== Segment start ==
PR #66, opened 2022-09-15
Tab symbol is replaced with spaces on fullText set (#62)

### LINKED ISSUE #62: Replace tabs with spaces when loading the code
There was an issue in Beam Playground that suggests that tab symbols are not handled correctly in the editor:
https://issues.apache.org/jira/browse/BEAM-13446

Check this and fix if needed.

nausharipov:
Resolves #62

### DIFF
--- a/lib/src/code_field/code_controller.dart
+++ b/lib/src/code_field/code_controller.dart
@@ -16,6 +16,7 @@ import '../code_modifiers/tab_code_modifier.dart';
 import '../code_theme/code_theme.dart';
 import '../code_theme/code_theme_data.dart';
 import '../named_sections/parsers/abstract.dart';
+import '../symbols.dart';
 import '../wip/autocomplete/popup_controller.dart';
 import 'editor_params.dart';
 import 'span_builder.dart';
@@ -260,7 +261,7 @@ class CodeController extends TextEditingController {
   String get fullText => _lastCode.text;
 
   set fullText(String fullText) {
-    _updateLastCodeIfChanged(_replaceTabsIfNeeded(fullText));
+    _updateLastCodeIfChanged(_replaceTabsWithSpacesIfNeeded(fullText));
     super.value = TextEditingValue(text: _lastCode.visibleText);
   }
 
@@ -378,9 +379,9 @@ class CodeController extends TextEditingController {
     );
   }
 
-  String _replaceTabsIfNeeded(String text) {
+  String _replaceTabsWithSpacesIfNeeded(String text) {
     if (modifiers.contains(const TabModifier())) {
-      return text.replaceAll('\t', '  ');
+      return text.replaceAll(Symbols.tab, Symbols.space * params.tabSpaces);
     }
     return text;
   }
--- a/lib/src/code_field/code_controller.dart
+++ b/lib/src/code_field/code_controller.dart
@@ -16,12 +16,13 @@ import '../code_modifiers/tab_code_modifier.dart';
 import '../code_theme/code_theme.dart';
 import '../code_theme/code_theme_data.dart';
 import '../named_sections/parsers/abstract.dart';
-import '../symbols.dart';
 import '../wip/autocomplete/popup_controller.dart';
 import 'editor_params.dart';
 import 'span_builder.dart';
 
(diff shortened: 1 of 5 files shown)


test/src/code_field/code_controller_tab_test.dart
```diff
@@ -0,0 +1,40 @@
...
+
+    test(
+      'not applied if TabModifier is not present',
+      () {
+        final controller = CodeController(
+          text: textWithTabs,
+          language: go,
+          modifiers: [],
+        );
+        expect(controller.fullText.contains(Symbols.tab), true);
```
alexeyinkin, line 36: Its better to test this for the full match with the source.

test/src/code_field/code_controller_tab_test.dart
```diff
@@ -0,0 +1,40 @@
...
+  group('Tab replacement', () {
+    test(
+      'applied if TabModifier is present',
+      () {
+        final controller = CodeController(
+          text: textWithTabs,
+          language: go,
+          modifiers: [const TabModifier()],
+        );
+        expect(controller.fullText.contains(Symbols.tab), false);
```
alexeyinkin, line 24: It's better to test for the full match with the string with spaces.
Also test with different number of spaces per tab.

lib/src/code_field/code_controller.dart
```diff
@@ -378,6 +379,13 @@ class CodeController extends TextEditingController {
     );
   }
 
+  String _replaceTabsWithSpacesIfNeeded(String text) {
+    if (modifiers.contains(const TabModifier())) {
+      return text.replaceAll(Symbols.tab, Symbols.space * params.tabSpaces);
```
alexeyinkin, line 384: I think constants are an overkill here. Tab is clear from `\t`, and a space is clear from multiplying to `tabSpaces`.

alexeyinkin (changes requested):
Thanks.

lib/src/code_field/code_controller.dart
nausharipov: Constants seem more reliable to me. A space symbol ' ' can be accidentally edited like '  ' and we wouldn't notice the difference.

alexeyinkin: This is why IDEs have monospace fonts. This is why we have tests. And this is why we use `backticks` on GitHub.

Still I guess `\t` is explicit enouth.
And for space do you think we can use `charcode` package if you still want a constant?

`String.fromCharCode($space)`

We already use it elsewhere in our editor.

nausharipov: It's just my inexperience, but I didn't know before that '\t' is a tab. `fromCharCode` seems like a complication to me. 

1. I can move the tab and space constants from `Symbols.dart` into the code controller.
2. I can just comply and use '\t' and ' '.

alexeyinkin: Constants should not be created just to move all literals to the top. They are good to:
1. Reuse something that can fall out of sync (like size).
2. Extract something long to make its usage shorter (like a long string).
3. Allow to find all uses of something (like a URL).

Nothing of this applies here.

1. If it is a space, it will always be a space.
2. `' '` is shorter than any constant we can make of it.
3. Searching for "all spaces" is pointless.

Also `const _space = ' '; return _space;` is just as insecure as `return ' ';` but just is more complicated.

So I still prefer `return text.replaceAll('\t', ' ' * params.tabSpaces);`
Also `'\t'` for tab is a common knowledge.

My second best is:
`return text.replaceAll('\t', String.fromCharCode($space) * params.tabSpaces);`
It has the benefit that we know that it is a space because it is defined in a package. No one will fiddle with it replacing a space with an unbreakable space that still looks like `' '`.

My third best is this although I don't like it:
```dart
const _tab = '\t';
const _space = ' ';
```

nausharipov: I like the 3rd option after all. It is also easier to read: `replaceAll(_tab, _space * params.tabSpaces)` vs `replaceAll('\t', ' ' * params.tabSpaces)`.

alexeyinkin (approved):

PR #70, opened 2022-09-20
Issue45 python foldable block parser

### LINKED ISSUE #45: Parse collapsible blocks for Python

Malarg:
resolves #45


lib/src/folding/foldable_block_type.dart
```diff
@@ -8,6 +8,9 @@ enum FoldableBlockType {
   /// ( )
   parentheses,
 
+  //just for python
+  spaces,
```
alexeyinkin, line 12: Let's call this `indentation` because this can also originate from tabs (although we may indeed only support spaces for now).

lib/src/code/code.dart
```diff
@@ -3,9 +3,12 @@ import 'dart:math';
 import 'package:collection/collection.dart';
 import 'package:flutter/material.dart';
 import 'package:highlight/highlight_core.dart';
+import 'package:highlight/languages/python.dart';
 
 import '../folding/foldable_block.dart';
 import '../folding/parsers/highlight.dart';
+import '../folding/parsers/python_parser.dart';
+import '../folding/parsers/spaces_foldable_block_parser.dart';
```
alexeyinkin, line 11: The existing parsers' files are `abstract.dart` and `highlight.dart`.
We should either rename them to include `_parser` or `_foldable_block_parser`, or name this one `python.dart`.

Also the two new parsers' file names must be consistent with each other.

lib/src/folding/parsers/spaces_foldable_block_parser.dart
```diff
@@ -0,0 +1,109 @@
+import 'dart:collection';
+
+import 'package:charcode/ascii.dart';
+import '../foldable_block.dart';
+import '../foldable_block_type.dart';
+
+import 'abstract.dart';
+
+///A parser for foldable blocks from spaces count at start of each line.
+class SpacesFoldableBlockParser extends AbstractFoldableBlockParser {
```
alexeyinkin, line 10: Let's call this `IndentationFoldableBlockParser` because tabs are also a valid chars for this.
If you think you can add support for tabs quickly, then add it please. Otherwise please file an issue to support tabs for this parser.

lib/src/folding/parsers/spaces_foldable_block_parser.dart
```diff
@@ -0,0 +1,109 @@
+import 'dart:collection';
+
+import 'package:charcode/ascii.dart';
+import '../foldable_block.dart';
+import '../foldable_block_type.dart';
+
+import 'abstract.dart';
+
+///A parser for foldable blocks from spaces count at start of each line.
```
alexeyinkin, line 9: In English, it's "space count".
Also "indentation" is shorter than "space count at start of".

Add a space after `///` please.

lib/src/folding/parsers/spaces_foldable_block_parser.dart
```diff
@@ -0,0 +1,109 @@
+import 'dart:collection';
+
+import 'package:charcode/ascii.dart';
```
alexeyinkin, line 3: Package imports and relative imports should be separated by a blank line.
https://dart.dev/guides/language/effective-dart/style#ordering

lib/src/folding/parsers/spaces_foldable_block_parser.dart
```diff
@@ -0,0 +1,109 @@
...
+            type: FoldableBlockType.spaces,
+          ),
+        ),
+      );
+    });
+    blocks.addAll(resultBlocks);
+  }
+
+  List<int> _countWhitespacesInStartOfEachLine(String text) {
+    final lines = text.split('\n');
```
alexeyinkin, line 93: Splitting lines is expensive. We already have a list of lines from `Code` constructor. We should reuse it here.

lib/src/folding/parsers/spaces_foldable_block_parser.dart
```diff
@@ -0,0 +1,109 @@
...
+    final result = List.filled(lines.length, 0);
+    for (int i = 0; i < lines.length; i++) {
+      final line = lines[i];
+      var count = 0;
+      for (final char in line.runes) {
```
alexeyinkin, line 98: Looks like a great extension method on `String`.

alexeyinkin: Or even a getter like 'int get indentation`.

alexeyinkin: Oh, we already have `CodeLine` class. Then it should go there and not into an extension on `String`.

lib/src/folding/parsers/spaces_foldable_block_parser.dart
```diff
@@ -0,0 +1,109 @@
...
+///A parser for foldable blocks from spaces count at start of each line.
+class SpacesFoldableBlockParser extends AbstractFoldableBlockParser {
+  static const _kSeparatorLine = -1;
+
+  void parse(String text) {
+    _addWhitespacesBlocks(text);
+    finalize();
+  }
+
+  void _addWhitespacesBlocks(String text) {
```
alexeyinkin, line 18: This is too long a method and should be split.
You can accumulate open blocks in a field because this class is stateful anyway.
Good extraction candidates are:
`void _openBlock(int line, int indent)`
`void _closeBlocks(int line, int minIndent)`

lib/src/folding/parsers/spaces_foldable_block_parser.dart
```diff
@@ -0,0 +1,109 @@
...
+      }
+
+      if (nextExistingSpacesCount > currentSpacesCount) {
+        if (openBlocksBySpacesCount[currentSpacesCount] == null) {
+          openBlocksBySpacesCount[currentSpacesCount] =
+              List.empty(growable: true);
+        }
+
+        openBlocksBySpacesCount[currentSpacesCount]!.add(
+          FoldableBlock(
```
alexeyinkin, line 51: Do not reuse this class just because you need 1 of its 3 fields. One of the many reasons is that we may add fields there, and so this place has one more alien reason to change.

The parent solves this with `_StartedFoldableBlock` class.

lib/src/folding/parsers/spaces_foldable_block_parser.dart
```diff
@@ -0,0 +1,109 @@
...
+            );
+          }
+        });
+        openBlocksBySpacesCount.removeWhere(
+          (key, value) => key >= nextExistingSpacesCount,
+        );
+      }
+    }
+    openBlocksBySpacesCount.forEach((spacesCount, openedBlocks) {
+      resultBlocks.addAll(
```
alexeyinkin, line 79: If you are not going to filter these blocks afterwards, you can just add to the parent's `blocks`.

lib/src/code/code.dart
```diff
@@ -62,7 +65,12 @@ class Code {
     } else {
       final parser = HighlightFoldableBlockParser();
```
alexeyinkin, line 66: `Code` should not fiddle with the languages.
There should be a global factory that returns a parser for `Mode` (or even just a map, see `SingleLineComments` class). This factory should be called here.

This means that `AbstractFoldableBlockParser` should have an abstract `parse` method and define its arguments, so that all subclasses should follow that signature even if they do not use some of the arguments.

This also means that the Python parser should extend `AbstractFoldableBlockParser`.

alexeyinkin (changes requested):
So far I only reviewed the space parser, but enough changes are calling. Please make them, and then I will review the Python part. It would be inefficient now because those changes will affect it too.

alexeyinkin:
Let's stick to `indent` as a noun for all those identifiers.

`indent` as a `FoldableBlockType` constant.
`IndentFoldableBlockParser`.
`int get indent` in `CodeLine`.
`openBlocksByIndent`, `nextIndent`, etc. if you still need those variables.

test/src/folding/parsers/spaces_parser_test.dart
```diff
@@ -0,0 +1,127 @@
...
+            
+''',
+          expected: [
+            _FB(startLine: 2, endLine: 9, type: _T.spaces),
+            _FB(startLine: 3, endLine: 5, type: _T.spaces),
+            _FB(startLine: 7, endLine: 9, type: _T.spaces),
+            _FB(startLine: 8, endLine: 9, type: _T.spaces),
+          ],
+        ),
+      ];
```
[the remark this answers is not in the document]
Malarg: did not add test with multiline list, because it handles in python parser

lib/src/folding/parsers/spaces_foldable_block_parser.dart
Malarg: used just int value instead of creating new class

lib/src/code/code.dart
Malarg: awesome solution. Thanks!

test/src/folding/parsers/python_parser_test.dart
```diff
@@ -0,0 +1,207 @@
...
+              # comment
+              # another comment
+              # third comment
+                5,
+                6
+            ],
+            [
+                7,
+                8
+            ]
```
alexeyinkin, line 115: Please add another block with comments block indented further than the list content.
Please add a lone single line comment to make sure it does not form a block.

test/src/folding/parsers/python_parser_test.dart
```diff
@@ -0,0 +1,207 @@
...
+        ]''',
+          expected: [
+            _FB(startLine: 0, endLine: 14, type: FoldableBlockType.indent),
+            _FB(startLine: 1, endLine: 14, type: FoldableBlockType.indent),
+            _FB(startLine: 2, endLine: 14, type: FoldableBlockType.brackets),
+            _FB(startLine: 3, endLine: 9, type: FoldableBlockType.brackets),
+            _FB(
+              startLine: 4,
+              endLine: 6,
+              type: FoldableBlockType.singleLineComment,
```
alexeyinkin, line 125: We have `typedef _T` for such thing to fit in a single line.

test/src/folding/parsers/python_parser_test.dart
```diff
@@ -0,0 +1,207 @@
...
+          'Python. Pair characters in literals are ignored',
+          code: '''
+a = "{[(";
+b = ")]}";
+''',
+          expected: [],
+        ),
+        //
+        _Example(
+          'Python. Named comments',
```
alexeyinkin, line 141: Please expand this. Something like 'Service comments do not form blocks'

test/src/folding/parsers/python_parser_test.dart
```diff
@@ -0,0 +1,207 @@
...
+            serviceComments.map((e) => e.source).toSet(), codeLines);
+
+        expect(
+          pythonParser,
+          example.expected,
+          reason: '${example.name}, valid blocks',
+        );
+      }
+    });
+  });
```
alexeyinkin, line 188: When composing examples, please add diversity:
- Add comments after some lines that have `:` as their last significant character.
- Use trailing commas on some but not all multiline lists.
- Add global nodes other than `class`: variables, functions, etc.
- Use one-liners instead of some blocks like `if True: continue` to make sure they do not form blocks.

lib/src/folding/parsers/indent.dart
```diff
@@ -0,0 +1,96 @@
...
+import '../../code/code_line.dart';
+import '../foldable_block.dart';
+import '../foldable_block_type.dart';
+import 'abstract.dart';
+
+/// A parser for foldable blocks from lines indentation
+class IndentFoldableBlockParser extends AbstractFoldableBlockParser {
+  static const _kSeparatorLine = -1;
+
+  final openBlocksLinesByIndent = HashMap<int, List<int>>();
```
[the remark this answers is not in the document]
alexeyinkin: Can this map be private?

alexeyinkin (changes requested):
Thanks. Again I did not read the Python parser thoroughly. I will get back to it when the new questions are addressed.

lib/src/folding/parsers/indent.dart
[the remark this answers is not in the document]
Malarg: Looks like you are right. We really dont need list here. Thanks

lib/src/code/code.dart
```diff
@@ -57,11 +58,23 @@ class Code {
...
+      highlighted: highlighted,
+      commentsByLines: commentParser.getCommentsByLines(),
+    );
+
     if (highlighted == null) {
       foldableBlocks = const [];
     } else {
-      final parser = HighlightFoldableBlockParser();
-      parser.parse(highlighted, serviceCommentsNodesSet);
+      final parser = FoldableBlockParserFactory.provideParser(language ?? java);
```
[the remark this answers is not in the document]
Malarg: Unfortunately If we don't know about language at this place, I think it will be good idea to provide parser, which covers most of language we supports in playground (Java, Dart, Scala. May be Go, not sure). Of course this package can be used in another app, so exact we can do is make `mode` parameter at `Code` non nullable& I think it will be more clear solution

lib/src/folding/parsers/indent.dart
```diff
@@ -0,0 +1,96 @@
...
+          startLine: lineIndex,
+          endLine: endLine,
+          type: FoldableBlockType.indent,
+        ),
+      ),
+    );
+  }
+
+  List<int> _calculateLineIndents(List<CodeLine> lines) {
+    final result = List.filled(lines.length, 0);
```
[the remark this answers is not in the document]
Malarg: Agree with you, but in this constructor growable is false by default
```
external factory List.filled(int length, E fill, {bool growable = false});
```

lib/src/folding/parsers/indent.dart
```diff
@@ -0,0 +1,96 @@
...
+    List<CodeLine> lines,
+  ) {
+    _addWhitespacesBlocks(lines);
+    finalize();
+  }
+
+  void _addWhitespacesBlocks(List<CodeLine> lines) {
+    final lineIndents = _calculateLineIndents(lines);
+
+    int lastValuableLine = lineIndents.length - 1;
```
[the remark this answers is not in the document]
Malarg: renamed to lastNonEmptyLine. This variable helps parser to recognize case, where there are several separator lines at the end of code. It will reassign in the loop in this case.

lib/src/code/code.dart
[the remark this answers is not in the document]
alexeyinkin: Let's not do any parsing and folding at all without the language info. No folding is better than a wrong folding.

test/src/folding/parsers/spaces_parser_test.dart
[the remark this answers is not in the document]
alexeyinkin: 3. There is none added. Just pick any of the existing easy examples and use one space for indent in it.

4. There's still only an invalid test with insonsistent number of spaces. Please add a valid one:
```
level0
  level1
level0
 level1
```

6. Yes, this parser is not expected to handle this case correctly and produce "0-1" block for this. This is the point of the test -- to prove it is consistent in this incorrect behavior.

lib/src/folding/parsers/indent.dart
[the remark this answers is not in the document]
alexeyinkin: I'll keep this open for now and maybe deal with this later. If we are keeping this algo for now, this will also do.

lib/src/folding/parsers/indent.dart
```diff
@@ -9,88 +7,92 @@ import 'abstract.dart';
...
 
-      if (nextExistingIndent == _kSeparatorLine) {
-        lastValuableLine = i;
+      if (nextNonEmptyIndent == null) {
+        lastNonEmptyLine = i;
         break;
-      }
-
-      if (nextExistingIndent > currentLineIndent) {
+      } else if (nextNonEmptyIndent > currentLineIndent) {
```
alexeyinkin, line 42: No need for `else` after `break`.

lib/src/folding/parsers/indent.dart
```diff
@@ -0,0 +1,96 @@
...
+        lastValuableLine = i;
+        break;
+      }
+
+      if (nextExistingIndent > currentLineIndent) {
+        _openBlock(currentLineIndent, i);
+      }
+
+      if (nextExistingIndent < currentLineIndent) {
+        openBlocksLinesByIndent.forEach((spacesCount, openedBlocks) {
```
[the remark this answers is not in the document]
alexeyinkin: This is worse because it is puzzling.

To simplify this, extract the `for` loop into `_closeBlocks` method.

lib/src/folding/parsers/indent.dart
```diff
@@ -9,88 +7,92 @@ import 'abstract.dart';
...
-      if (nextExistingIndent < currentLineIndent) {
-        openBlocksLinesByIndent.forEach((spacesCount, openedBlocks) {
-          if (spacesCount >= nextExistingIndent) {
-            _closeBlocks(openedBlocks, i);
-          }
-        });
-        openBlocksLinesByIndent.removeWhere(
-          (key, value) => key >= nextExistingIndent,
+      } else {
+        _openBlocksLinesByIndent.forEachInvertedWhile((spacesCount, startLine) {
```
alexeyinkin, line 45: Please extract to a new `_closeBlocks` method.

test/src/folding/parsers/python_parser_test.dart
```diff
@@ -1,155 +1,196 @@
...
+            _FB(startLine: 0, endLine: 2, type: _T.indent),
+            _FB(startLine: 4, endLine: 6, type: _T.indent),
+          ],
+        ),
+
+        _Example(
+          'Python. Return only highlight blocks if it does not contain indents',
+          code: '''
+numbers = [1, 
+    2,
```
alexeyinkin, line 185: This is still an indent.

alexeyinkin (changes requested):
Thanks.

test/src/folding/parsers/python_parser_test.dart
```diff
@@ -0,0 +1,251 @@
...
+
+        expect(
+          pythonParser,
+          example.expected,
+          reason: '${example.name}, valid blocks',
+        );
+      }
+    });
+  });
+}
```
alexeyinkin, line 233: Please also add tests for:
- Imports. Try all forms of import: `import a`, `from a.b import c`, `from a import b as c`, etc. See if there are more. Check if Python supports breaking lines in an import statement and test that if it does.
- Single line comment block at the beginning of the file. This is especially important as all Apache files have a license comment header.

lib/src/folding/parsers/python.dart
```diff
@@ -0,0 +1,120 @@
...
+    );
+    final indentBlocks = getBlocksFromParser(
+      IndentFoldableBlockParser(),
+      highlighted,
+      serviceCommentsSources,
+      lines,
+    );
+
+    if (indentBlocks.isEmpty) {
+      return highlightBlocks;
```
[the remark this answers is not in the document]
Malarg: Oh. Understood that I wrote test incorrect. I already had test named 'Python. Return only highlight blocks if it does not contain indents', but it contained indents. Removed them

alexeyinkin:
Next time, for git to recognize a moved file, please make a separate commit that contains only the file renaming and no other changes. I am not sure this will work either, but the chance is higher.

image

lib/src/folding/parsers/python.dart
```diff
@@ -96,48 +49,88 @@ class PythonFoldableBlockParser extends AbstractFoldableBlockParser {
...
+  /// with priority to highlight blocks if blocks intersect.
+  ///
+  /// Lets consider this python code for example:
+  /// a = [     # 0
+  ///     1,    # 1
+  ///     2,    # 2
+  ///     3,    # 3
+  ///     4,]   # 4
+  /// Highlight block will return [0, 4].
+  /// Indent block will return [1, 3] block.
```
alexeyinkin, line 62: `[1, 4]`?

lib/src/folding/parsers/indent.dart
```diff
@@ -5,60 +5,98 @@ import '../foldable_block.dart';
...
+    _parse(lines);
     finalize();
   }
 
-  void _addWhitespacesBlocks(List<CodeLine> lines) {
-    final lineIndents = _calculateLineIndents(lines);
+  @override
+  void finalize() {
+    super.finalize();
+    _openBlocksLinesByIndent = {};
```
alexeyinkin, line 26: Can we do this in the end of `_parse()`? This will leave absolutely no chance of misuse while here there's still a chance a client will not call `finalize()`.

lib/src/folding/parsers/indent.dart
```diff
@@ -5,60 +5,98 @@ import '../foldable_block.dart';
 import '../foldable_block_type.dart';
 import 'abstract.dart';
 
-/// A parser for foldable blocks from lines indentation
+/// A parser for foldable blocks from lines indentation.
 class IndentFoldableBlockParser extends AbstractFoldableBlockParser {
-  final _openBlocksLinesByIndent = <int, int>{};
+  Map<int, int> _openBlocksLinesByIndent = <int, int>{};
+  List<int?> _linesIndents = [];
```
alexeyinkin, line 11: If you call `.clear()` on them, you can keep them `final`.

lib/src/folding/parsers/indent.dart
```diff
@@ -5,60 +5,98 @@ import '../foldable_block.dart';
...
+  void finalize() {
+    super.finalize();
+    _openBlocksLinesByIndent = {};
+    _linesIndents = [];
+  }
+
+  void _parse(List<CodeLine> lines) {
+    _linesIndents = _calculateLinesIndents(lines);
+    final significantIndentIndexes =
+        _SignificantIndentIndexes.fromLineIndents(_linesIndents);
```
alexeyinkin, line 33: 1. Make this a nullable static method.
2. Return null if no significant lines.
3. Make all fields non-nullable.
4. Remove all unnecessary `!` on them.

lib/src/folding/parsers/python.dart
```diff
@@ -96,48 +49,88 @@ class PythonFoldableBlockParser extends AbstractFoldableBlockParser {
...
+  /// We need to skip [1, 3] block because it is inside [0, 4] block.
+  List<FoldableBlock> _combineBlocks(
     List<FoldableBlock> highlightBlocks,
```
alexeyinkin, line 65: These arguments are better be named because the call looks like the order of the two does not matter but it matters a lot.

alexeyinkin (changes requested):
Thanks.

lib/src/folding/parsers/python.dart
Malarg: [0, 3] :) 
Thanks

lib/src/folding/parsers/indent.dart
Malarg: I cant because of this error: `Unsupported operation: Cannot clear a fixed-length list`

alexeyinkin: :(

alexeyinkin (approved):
== Segment end ==
Whenever the word "sure" occurs in a line above, copy that line.

| Written response |
Please add a lone single line comment to make sure it does not form a block.
- Use one-liners instead of some blocks like `if True: continue` to make sure they do not form blocks.
Malarg: Unfortunately If we don't know about language at this place, I think it will be good idea to provide parser, which covers most of language we supports in playground (Java, Dart, Scala. May be Go, not sure). Of course this package can be used in another app, so exact we can do is make `mode` parameter at `Code` non nullable& I think it will be more clear solution
Next time, for git to recognize a moved file, please make a separate commit that contains only the file renaming and no other changes. I am not sure this will work either, but the chance is higher.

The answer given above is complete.